PR #8908, opened 2025-11-13
chore: adding unit tests for the react hooks controlling the engine connection workflow

nadr0:
# issue

the previous unit testing setup made it difficult to properly unit test the react render workflow

# implementation

Added many unit tests for the different react hooks.

### DIFF
--- a/src/hooks/network/useOnOfflineToExitSketchMode.test.tsx
+++ b/src/hooks/network/useOnOfflineToExitSketchMode.test.tsx
@@ -4,7 +4,7 @@ import { vi } from 'vitest'
 import { ConnectionManager } from '@src/network/connectionManager'
 import { EngineConnectionEvents } from '@src/network/utils'
 
-describe('useOnOfflineToExitSketchMode.tsx', () => {
+describe('useOnOfflineToExitSketchMode', () => {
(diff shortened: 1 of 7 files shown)


src/hooks/network/useOnOfflineToExitSketchMode.test.tsx
```diff
@@ -0,0 +1,82 @@
+import { renderHook } from '@testing-library/react'
+import { useOnOfflineToExitSketchMode } from '@src/hooks/network/useOnOfflineToExitSketchMode'
+import { vi } from 'vitest'
+import { ConnectionManager } from '@src/network/connectionManager'
+import { EngineConnectionEvents } from '@src/network/utils'
+
+describe('useOnOfflineToExitSketchMode.tsx', () => {
```
jacebrowning: Including the filename in the test names feels strange to me. I would change this to `useOnOfflineToExitSketchMode` since that is the function being tested. Ditto on the rest of these unit tests.

nadr0: removed them.

jacebrowning (approved):

PR #92, opened 2024-03-19
feat: revamp pagination according to our discussion

ctron:
As it's based on PR #82, only pay attention to the most recent commit.


jcrossley3 (commented):
I wouldn't have expected to see the introduction of both `Limiter` and `Paginated` to implement this feature. So it seems like a lot of code on our side to take advantage of a feature already provided by SeaORM. I worry we may have ported over some cruft, but if you think this is as simple as we can get, I defer.

carlosthe19916:
I can only give an opinion about pagination.  I can see the `PaginatedResults` now only has 2 fields `total`, `items` which is good IMHO

PR #96, opened 2024-03-19
chore: proper log level in auth

helio-frota:


ctron (changes requested):
I don't think we should raise that as an error in the logs.

Assuming someone sends us unverifiable tokens. We should just ignore them, without spamming our logs with errors.

helio-frota:
> We should just ignore them

makes sense :+1:  thanks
----
* **What the task requires**: Every record above must appear again in the answer, unchanged.

* **Result below**:
PR #8908, opened 2025-11-13
chore: adding unit tests for the react hooks controlling the engine connection workflow

nadr0:
# issue

the previous unit testing setup made it difficult to properly unit test the react render workflow

# implementation

Added many unit tests for the different react hooks.

### DIFF
--- a/src/hooks/network/useOnOfflineToExitSketchMode.test.tsx
+++ b/src/hooks/network/useOnOfflineToExitSketchMode.test.tsx
@@ -4,7 +4,7 @@ import { vi } from 'vitest'
 import { ConnectionManager } from '@src/network/connectionManager'
 import { EngineConnectionEvents } from '@src/network/utils'
 
-describe('useOnOfflineToExitSketchMode.tsx', () => {
+describe('useOnOfflineToExitSketchMode', () => {
(diff shortened: 1 of 7 files shown)


src/hooks/network/useOnOfflineToExitSketchMode.test.tsx
```diff
@@ -0,0 +1,82 @@
+import { renderHook } from '@testing-library/react'
+import { useOnOfflineToExitSketchMode } from '@src/hooks/network/useOnOfflineToExitSketchMode'
+import { vi } from 'vitest'
+import { ConnectionManager } from '@src/network/connectionManager'
+import { EngineConnectionEvents } from '@src/network/utils'
+
+describe('useOnOfflineToExitSketchMode.tsx', () => {
```
jacebrowning: Including the filename in the test names feels strange to me. I would change this to `useOnOfflineToExitSketchMode` since that is the function being tested. Ditto on the rest of these unit tests.

nadr0: removed them.

jacebrowning (approved):

PR #92, opened 2024-03-19
feat: revamp pagination according to our discussion

ctron:
As it's based on PR #82, only pay attention to the most recent commit.


jcrossley3 (commented):
I wouldn't have expected to see the introduction of both `Limiter` and `Paginated` to implement this feature. So it seems like a lot of code on our side to take advantage of a feature already provided by SeaORM. I worry we may have ported over some cruft, but if you think this is as simple as we can get, I defer.

carlosthe19916:
I can only give an opinion about pagination.  I can see the `PaginatedResults` now only has 2 fields `total`, `items` which is good IMHO

PR #96, opened 2024-03-19
chore: proper log level in auth

helio-frota:


ctron (changes requested):
I don't think we should raise that as an error in the logs.

Assuming someone sends us unverifiable tokens. We should just ignore them, without spamming our logs with errors.

helio-frota:
> We should just ignore them

makes sense :+1:  thanks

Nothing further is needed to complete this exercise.